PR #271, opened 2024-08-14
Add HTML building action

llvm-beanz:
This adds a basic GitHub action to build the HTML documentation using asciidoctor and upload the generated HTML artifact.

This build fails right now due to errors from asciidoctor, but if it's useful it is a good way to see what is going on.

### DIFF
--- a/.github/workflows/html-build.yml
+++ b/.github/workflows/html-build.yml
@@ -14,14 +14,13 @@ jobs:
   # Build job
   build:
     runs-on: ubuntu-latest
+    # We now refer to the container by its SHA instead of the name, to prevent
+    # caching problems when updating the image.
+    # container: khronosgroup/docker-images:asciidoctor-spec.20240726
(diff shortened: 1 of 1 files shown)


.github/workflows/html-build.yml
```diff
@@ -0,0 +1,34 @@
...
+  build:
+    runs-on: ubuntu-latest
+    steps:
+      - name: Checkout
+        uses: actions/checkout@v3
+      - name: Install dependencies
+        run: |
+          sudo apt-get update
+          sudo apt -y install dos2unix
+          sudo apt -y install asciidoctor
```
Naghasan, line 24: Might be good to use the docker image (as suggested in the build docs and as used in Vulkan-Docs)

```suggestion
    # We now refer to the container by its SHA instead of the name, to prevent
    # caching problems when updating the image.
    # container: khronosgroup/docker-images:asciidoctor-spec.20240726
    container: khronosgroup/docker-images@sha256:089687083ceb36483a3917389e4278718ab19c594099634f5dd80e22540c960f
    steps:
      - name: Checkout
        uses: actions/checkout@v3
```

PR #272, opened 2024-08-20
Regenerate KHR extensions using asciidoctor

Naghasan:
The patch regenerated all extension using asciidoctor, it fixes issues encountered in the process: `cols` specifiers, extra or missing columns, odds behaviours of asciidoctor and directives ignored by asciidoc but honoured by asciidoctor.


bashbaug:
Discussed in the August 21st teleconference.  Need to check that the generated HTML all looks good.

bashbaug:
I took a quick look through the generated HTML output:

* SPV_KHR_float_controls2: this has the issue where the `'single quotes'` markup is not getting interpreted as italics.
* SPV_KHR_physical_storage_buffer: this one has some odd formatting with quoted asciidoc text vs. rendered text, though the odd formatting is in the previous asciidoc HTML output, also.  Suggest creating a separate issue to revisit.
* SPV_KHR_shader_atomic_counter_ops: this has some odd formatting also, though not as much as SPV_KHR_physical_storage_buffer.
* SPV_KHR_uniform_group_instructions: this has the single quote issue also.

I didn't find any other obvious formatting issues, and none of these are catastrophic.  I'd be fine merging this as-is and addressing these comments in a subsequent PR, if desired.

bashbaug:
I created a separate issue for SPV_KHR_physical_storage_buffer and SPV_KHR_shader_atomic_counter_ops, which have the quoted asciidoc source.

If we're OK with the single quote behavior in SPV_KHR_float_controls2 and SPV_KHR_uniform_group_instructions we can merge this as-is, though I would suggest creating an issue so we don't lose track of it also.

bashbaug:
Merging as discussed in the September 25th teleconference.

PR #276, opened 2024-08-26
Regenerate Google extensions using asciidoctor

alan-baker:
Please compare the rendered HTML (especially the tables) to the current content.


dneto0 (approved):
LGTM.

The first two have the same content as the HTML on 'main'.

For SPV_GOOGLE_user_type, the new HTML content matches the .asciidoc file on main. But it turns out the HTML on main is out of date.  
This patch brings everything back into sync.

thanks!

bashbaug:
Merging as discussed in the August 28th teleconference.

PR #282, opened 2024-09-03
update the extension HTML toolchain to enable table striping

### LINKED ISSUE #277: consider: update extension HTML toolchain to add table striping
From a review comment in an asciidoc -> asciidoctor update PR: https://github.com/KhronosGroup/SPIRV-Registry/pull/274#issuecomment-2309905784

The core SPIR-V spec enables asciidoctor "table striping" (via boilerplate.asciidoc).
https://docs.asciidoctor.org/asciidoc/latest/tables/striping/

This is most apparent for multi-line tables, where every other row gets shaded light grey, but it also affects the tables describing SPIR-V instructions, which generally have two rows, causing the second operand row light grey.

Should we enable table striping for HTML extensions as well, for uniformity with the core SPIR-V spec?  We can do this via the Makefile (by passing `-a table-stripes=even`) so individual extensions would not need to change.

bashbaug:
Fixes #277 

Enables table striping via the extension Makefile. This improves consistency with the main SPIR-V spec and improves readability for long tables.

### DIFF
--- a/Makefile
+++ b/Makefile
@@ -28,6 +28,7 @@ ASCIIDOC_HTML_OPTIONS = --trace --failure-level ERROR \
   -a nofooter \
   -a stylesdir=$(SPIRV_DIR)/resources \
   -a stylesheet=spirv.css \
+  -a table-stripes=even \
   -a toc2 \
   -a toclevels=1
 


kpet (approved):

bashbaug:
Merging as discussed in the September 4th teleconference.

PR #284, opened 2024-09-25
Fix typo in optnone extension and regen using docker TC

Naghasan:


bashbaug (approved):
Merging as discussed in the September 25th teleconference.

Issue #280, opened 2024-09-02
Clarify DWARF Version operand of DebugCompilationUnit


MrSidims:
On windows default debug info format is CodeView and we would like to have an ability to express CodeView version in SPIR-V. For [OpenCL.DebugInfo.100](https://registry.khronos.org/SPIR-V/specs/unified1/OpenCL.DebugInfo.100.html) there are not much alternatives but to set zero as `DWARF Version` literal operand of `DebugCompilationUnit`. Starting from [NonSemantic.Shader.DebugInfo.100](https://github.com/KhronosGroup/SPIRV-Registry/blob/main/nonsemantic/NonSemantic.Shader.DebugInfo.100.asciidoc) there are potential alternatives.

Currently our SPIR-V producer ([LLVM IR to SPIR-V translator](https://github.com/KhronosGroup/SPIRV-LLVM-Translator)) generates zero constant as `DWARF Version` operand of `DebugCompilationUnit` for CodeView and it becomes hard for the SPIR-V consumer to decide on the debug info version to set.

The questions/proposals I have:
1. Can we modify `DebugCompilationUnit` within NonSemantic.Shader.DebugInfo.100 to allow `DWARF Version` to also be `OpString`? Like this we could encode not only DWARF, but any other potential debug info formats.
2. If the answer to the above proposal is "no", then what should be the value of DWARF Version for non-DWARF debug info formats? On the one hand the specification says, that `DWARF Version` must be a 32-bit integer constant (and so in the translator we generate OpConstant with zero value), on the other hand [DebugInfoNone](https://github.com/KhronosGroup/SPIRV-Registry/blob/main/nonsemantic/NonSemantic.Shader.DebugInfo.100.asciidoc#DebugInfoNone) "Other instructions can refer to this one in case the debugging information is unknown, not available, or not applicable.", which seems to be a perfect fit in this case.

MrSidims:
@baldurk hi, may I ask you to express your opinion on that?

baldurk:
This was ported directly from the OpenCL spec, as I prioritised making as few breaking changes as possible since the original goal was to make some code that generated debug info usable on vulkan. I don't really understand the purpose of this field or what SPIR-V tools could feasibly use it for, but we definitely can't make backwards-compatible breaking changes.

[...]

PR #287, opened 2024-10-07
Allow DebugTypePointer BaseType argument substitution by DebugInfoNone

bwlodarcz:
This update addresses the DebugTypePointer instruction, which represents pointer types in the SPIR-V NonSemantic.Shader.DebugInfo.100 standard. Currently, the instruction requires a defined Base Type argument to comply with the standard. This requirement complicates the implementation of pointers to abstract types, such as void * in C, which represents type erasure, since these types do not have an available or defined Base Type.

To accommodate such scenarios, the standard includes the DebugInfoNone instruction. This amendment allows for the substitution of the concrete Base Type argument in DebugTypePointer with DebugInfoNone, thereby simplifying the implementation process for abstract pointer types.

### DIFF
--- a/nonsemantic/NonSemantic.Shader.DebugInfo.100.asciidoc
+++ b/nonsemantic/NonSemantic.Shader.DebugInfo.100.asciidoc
§
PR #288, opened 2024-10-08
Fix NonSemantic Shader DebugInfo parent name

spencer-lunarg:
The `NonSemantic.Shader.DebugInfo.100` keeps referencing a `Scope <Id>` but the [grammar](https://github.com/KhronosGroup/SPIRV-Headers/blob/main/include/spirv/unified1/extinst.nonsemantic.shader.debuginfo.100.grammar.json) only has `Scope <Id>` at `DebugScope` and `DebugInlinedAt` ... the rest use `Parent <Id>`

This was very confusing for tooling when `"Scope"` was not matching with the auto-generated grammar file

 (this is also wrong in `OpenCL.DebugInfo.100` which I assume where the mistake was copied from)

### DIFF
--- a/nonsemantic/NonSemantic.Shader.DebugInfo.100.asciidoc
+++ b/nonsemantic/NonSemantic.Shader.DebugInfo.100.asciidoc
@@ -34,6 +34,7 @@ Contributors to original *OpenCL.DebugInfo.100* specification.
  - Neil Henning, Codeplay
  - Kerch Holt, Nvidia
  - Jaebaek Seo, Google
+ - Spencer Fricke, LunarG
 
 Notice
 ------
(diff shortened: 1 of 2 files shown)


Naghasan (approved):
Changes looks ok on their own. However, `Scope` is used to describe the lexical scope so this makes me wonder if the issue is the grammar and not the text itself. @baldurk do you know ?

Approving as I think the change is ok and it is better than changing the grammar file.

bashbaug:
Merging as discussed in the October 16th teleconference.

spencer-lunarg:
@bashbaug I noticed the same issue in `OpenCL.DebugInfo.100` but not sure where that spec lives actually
§
If a line in the records includes the string "stripes", copy it.

Solved problem:
Should we enable table striping for HTML extensions as well, for uniformity with the core SPIR-V spec?  We can do this via the Makefile (by passing `-a table-stripes=even`) so individual extensions would not need to change.
+  -a table-stripes=even \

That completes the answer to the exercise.